Pro Tip: Sterilize glass bottles by washing with hot, soapy water and drying in a 250°F oven for 10 minutes; cool before filling to prevent cracking.
Instructions
- Combine Ingredients:
- In a medium sauce pot, combine 10 ounces chopped rhubarb, 2 cups water, 200 grams sugar, a big pinch of salt, ½ split vanilla bean (scrape seeds into pot, add pod), and ¼ teaspoon ground cardamom.
- Stir to mix and dissolve sugar partially.
- Tip: Ensure vanilla seeds are dispersed; use a non-reactive pot to preserve rhubarb’s flavor.
- Simmer the Mixture:
- Bring to a gentle simmer over medium-low heat, stirring occasionally.
- Cook for 15-20 minutes, until rhubarb is completely broken down and juices have released, forming a mushy mixture.
- Tip: Stir gently to prevent sticking; keep heat low to avoid scorching or excessive foam.
- Cool and Strain:
- Remove pot from heat and let cool for 10-15 minutes to make straining safer.
- Strain the mixture through a fine mesh strainer into a bowl, pressing lightly on the rhubarb pulp with a spoon to extract juices. Reserve the jammy pulp for yogurt, ice cream, or toast.
- Tip: Don’t press too hard to avoid cloudy syrup; save pulp in an airtight container in the fridge for up to 1 week.
- Finish the Syrup:
- Stir 1 teaspoon fresh lemon juice into the strained syrup to brighten flavors.
- Using a funnel (if needed), pour the syrup into a clean, sterilized glass bottle with a swing top or sealable lid.
- Tip: Taste syrup and adjust with a pinch more sugar or lemon juice if needed; cool slightly before bottling to prevent condensation.
- Store:
- Let syrup cool completely before sealing the bottle.
- Store in the refrigerator for 3-4 weeks or freeze for several months (leave 1-inch headspace in freezer-safe containers).

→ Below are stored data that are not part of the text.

PR #523, opened 2026-07-21
Preserve missing draws in multisector totals

brendan-m-murphy:
## Summary

Fixes multisector spatial and country reconstruction when burn slicing and predictive sampling produce equal-length ArviZ groups with different draw labels. With `draws=2000, burn=1000`, retained posterior groups previously kept labels `1000..1999` while the 1,000 prior-predictive samples used `0..999`; the downstream outer merge therefore created a padded 2,000-label union.

Both modern RHIME and fixed-basis sampling now reset retained draw coordinates to `0..n_retained-1` immediately after burn slicing and before predictive groups are attached. The explicit outer merge remains as a defensive fallback for genuinely unequal external groups, and multisector totals still require a value from every sector so structural zeroes cannot hide padded missing draws.

Latest-PARIS country processing promotes projected country samples to float64 before aggregation and uncertainty statistics for both single- and multisector inversions. Total and per-sector stdev/covariance therefore use the same promoted country-level inputs, while the much larger spatial draw arrays retain their original dtype and outputs are cast only at the template boundary.

The discarded burn count is recorded on the InferenceData root and draw-bearing groups and now survives standalone trace, InversionOutput/DataTree, and fixed-basis compatibility serialization paths.

## Validation

- Full `tests/test_inferpymc.py`: 16 passed
- Full `tests/postprocessing/test_make_paris_outputs.py`: 7 passed
- Focused RHIME sampling, serialization, and latest-PARIS checks: 6 passed
- Ruff check and format checks passed
- Targeted Pyright passed; legacy files retain unrelated baseline type errors
- Full tox matrix not run locally

Real-data evidence remains in #519. Test-inversions job `18115001` passed the strict latest-PARIS multisector validator end to end in 4:01; the test definition and validator are in openghg/test_inversions#12. Its six sampling divergences make that functional/output-contract evidence only and are unrelated to the draw-coordinate mismatch.

## Checklist

- [x] Closes #519
- [x] Regression and round-trip tests added and passing
- [x] Behavior documented in `CHANGELOG.md`
- [x] No new requirements

### DIFF
--- a/openghg_inversions/postprocessing/inversion_output.py
+++ b/openghg_inversions/postprocessing/inversion_output.py
@@ -115,16 +115,38 @@ def _open_datatree_loaded(file_path: str | Path) -> xr.DataTree:
 
 
 def _inferencedata_to_datatree(idata: az.InferenceData) -> xr.DataTree:
-    """Convert an ArviZ InferenceData object to a DataTree."""
+    """Convert inference data to a serialization-safe data tree.
+
+    Args:
+        idata: Inference data whose root attributes and groups should be
+            retained. Group MultiIndexes are expanded before serialization.
+
+    Returns:
+        A data tree whose root contains ``idata.attrs`` and whose children
+        contain the serialization-safe inference-data groups.
+    """
     return xr.DataTree.from_dict(
-        {group: _reset_serialisation_multiindexes(idata[group]) for group in idata.groups()}
+        {
+            "/": xr.Dataset(attrs=dict(idata.attrs)),
+            **{group: _reset_serialisation_multiindexes(idata[group]) for group in idata.groups()},
+        }
     )
 
 
 def _inferencedata_from_datatree(dt: xr.DataTree) -> az.InferenceData:
-    """Convert a DataTree of InferenceData groups back to ArviZ InferenceData."""
+    """Restore inference data from a serialized data tree.
+
+    Args:
+        dt: Data tree whose root attributes and child groups represent an
+            ``InferenceData`` object.
+
+    Returns:
+        Reconstructed inference data with root attributes preserved and group
+        MultiIndexes restored.
+    """
     return cast(Any, az.InferenceData)(
-        **{group: _restore_serialisation_multiindexes(child.to_dataset()) for group, child in dt.items()}
+        attrs=dict(dt.attrs),
+        **{group: _restore_serialisation_multiindexes(child.to_dataset()) for group, child in dt.items()},
     )
 
 
--- a/openghg_inversions/postprocessing/inversion_output.py
+++ b/openghg_inversions/postprocessing/inversion_output.py
@@ -279,7 +279,7 @@ def convert_idata_to_dataset(
             if "chain" in trace.dims:
                 trace = trace.isel(chain=0, drop=True)
             traces.append(trace)
-    return xr.merge(traces)
+    return xr.merge(traces, join="outer")
 
 
 def _add_attributes_to_trace_dataset(trace_ds: xr.Dataset, obs_units: str, obs_longname: str) -> None:
--- a/openghg_inversions/postprocessing/make_paris_outputs.py
+++ b/openghg_inversions/postprocessing/make_paris_outputs.py
@@ -912,18 +912,32 @@ def _multisector_country_trace_kg(
         ValueError: If required multisector metadata is missing or retained
             basis, flux, and country grids cannot be aligned.
     """
-    country_trace = make_multisector_country_trace_outputs(inv_out, countries) * 1e-3
-    rename = {
-        "country_total_prior": "country_prior",
-        "country_total_posterior": "country_posterior",
-    }
+    projected_trace = make_multisector_country_trace_outputs(inv_out, countries)
+    rename = {}
     for variable_suffix, sector_name in sector_name_by_suffix.items():
         for when in ("prior", "posterior"):
             source_name = f"country_{variable_suffix}_{when}"
-            if source_name in country_trace:
+            if source_name in projected_trace:
                 rename[source_name] = f"country_{sector_name}_{when}"
 
-    result = country_trace[list(rename)].rename(rename)
+    # Promote only the projected country samples. PARIS country uncertainty
+    # statistics and totals then share one aligned float64 sector intermediate,
+    # while the much larger spatial draw arrays keep their original dtype.
+    sector_trace = projected_trace[list(rename)].rename(rename).astype(np.float64) * 1e-3
+    result = sector_trace.copy(deep=False)
+    for when in ("prior", "posterior"):
+        sector_variables = [
+            f"country_{sector_name}_{when}"
+            for sector_name in sector_name_by_suffix.values()
+            if f"country_{sector_name}_{when}" in sector_trace
+        ]
+        result[f"country_{when}"] = xr.concat(
+            [sector_trace[name] for name in sector_variables],
+            dim="sector",
+        ).sum("sector", min_count=len(sector_name_by_suffix))
+
+    result = result[["country_prior", "country_posterior", *sector_trace.data_vars]]
+    result.attrs = dict(projected_trace.attrs)
     for name in result.data_vars:
         result[name].attrs["units"] = "kg/yr"
     return result
--- a/openghg_inversions/postprocessing/make_paris_outputs.py
+++ b/openghg_inversions/postprocessing/make_paris_outputs.py
@@ -943,6 +943,31 @@ def _multisector_country_trace_kg(
     return result
 
 
+def _single_sector_country_trace_kg(
+    inv_out: InversionOutput,
+    countries: Countries,
+) -> xr.Dataset:
+    """Return a float64 single-sector country trace in kilograms per year.
+
+    Args:
+        inv_out: Single-sector inversion output.
+        countries: Country masks and cell areas used for country projection.
+
+    Returns:
+        Projected prior and posterior country traces promoted to float64 before
+        conversion from grams to kilograms per year. Dimensions, coordinates,
+        and dataset attributes are preserved, and every output variable has
+        ``units="kg/yr"``; variables typically have dimensions
+        ``(flux_time, country, draw)``.
+    """
+    projected_trace = countries.get_country_trace(inv_out=inv_out)
+    result = projected_trace.astype(np.float64) * 1e-3
+    result.attrs = dict(projected_trace.attrs)
+    for name in result.data_vars:
+        result[name].attrs["units"] = "kg/yr"
+    return result
+
+
 def _latest_country_outputs(
     inv_out: InversionOutput,
     countries: Countries,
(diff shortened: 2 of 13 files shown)


openghg_inversions/postprocessing/inversion_output.py
```diff
@@ -279,7 +279,7 @@ def convert_idata_to_dataset(
             if "chain" in trace.dims:
                 trace = trace.isel(chain=0, drop=True)
             traces.append(trace)
-    return xr.merge(traces)
+    return xr.merge(traces, join="outer")
```
brendan-m-murphy, line 304: The real run does not appear to have unequal sample counts: burn slicing leaves 1,000 posterior samples labelled `1000..1999`, while the default 1,000 prior-predictive samples are labelled `0..999`. Making the outer join explicit preserves that upstream mismatch and creates the padded 2,000-label union. Please reset the retained posterior `draw` coordinate to `0..n_retained-1` before extending predictive groups, record `burn` as metadata, and add a regression using the actual `draws=2000, burn=1000` path. This outer join can remain as a defensive fallback for explicitly unequal external groups.

openghg_inversions/postprocessing/make_paris_outputs.py
```diff
@@ -1019,9 +1019,12 @@ def _country_posterior_covariance_kg(
     )
 
     posterior = posterior.isel(flux_time=valid_indices).dropna("draw", how="all")
-    values = posterior.transpose("flux_time", "country", "draw").values
+    values = np.asarray(
```
brendan-m-murphy, line 1063: Promoting here prevents further loss during centering, but it is too late if `country_total_posterior` was already formed by summing float32 sectors. The high-magnitude test likewise constructs `total = ff + ocean` in float32, so it validates the variance of an already-rounded total without checking it against the summed sector covariance. Please cast the projected country-sector samples before aggregation and compute total/sector stdev and covariance from the same aligned float64 array, casting only at the template boundary. Keeping this limited to country-level arrays should avoid worsening the much larger spatial postprocessing memory footprint.

brendan-m-murphy (commented):
Thanks for tracing the downstream symptom and adding the `min_count=len(sectors)` protection. I think two changes are needed before merging:

1. The production failure is primarily a draw-coordinate problem, not unequal sample counts. With `draws=2000, burn=1000`, burn slicing retains posterior labels `1000..1999`, while the default 1,000 prior-predictive samples are labelled `0..999`. Both groups have the expected 1,000 samples; the outer merge turns their disjoint labels into a padded 2,000-element union. Please normalize the retained `draw` coordinate after burn, record `burn` as metadata, and add a regression for this equal-length/disjoint-label path. Keeping outer alignment as a defensive fallback for explicitly unequal external groups is reasonable.

2. Float64 calculation is worthwhile even when stored inputs are float32, but the promotion must happen before sector totals and summary statistics are calculated. Please construct the total and sector stdev/covariance from the same aligned float64 projected-country sector array, then cast only at the PARIS template boundary. To limit memory impact, this promotion should remain at the bounded country-level intermediate rather than the spatial draw arrays.

Divergences do not remove draws, so they are unrelated to the coordinate mismatch. The sector `min_count` change remains a useful defensive safeguard once the source alignment is corrected.

openghg_inversions/postprocessing/make_paris_outputs.py
brendan-m-murphy: Addressed in f73e9a6. Latest-PARIS country processing now discards the pre-rounded projected total, promotes the aligned per-sector country samples to float64, and recomputes total prior/posterior samples before stdev and covariance are calculated. The promotion stays at the bounded country-level intermediate; spatial draw arrays are unchanged and final variables are cast at the template boundary. The high-magnitude regression now forms its reference by promoting sector samples separately before summation, and checks total stdev², total covariance, and the full summed sector cross-covariance against that same reference.

openghg_inversions/postprocessing/inversion_output.py
brendan-m-murphy: Addressed in f73e9a6. `RhimeSampler.sample` now resets every retained draw-bearing group to `0..n_retained-1` immediately after burn slicing, and records `burn` on the returned trace and affected group attrs before predictive groups are extended. The regression uses the exact mocked `draws=2000, burn=1000` path and verifies posterior, sample-stat, log-likelihood, prior, and predictive coordinates are all `0..999`; `convert_idata_to_dataset` remains at 1,000 draws with no padding. The explicit outer merge remains as the fallback for genuinely unequal external groups.

openghg_inversions/rhime/sampling.py
```diff
@@ -74,6 +74,29 @@ def _log_sample_stats(trace: az.InferenceData, *, label: str) -> None:
         log_timing(label, 0.0, **fields)
 
 
+def _reset_retained_draws(trace: az.InferenceData, *, burn: int) -> az.InferenceData:
```
brendan-m-murphy, line 78: This fixes the modern RHIME path, but the same sampling sequence remains in `openghg_inversions/hbmcmc/inversion_pymc.py:250-256`: burn slicing preserves labels such as `1000..1999`, then `inferpymc()` requests equal-length prior/posterior predictive groups labelled `0..999`. That trace is used by fixed-basis modern `InversionOutput` postprocessing, so `burn > 0` still produces the original padded outer union there. Please move/reuse this reset at a shared sampling boundary and add a regression that combines nonzero burn with predictive groups for `hbmcmc.sample()`.

openghg_inversions/postprocessing/make_paris_outputs.py
```diff
@@ -1019,9 +1033,12 @@ def _country_posterior_covariance_kg(
...
```
brendan-m-murphy, line 1063: This helper applies to single-sector outputs too, but their statistics still use `countries.get_country_trace(...) * 1e-3` in float32 at lines 983-986. Covariance is now accumulated in float64 here, so high-magnitude float32 inputs can violate `diag(covariance) == stdev**2` (adjacent representable values near `1e12` can differ by order one). Please promote the single-sector projected country trace before unit conversion/statistics and have covariance consume the same float64 trace; add a high-magnitude single-sector regression.

openghg_inversions/rhime/sampling.py
```diff
@@ -74,6 +74,29 @@ def _log_sample_stats(trace: az.InferenceData, *, label: str) -> None:
...
+    Args:
+        trace: Inference data whose draw-bearing groups are relabelled in place.
+        burn: Number of discarded burn-in draws to record in metadata.
+
+    Returns:
+        The mutated inference data, with each draw coordinate reset to
+        consecutive zero-based integers and ``burn`` stored on the trace and
+        draw-bearing groups.
+    """
+    trace.attrs["burn"] = burn
```
brendan-m-murphy: Non-blocking metadata follow-up: this top-level attribute is discarded by both `_save_inferencedata()` and `_inferencedata_to_datatree()`, which reconstruct `InferenceData` from groups without passing `attrs=idata.attrs`. The posterior/sample-stat group attributes survive, but a saved-and-reloaded trace loses `reloaded.attrs['burn']`. Please either preserve top-level attrs and add a round-trip test, or document/test the group/output metadata as the durable source.

brendan-m-murphy (commented):
Final pass on `f73e9a6`: the two original review requests are correctly addressed for modern RHIME/latest multisector PARIS. The exact `draws=2000, burn=1000` regression now proves all standard groups align on 1,000 finite draws, and multisector country totals/stdev/covariance share a float64 country-level sector intermediate without promoting spatial traces. The GitHub Actions matrix is green.

I found two remaining blockers before merge:

1. The fixed-basis `hbmcmc.inversion_pymc.sample()` path still burn-slices and then attaches equal-length predictive groups without resetting draw labels. `inferpymc()` requests those groups by default and the trace feeds modern `InversionOutput` postprocessing, so `burn > 0` still reproduces the original padded outer union there. The reset should be shared by both sampling paths and covered by a combined burn-plus-predictive regression.

2. The covariance helper is shared by single- and multisector PARIS, but only the multisector statistics path is promoted before reduction. A high-magnitude float32 single-sector trace can therefore report a float32 stdev whose square disagrees materially with the newly float64 covariance diagonal. Promote the single-sector projected country trace before unit conversion/statistics and reuse that float64 input for covariance.

Non-blocking: top-level `InferenceData.attrs['burn']` is currently lost when trace/InversionOutput serialization reconstructs `InferenceData` from groups. Existing sampled-group attrs survive, but the intended durable metadata source should be explicit and round-trip tested. The PR description should also be refreshed: the production cause was equal sample counts with disjoint post-burn labels, and the test/check count has increased.

openghg_inversions/rhime/sampling.py
brendan-m-murphy: Addressed in fb037fe. Retained-draw normalization now lives in the neutral `openghg_inversions._sampling` helper and is called by both `RhimeSampler.sample` and `hbmcmc.inversion_pymc.sample` immediately after burn slicing and before predictive extension. The new fixed-basis regression exercises `draws=6, burn=3` with prior/posterior predictive groups and verifies every standard group is `0..2`, the merged trace has three finite draws, and burn metadata is present.

openghg_inversions/postprocessing/make_paris_outputs.py
brendan-m-murphy: Addressed in fb037fe. `_single_sector_country_trace_kg` promotes the projected country trace to float64 before kg conversion. `paris_flux_output_latest` constructs this trace once and passes the same object to country statistics and covariance. The high-magnitude float32 regression verifies the promoted values and `covariance == stdev² ==` the same float64 population variance; existing latest-PARIS coverage confirms final template dtypes remain float32.

openghg_inversions/rhime/sampling.py
brendan-m-murphy: Addressed in fb037fe. Root `InferenceData` attrs are now preserved by `_save_inferencedata`, both DataTree conversion directions, and the fixed-basis compatibility reconstruction/save paths; group attrs continue to survive. Standalone NetCDF and `InversionOutput` round-trip regressions assert both root and group `burn` metadata after reload.

openghg_inversions/postprocessing/make_paris_outputs.py
```diff
@@ -912,18 +912,57 @@ def _multisector_country_trace_kg(
...
+    rename = {}
     for variable_suffix, sector_name in sector_name_by_suffix.items():
         for when in ("prior", "posterior"):
             source_name = f"country_{variable_suffix}_{when}"
-            if source_name in country_trace:
+            if source_name in projected_trace:
                 rename[source_name] = f"country_{sector_name}_{when}"
 
-    result = country_trace[list(rename)].rename(rename)
+    # Promote only the projected country samples. PARIS country uncertainty
```
brendan-m-murphy: This comment should begin with motivation (or it should be placed elsewhere). So e.g. it should say "Using Float32 for these calculations can incur significant round-off error, so data is cast to float64..."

- Tip: Label bottle with date; shake gently before use if sediment settles.
Cooking Tips:
- Prevent Overcooking: Simmer gently; rhubarb should break down fully but not turn to mush beyond 20 minutes.
- Clear Syrup: Strain carefully to keep syrup smooth; a cheesecloth-lined strainer yields the clearest result.
- Use Pulp: Don’t discard the jammy pulp—it’s perfect for swirling into oatmeal, spreading on toast, or topping desserts.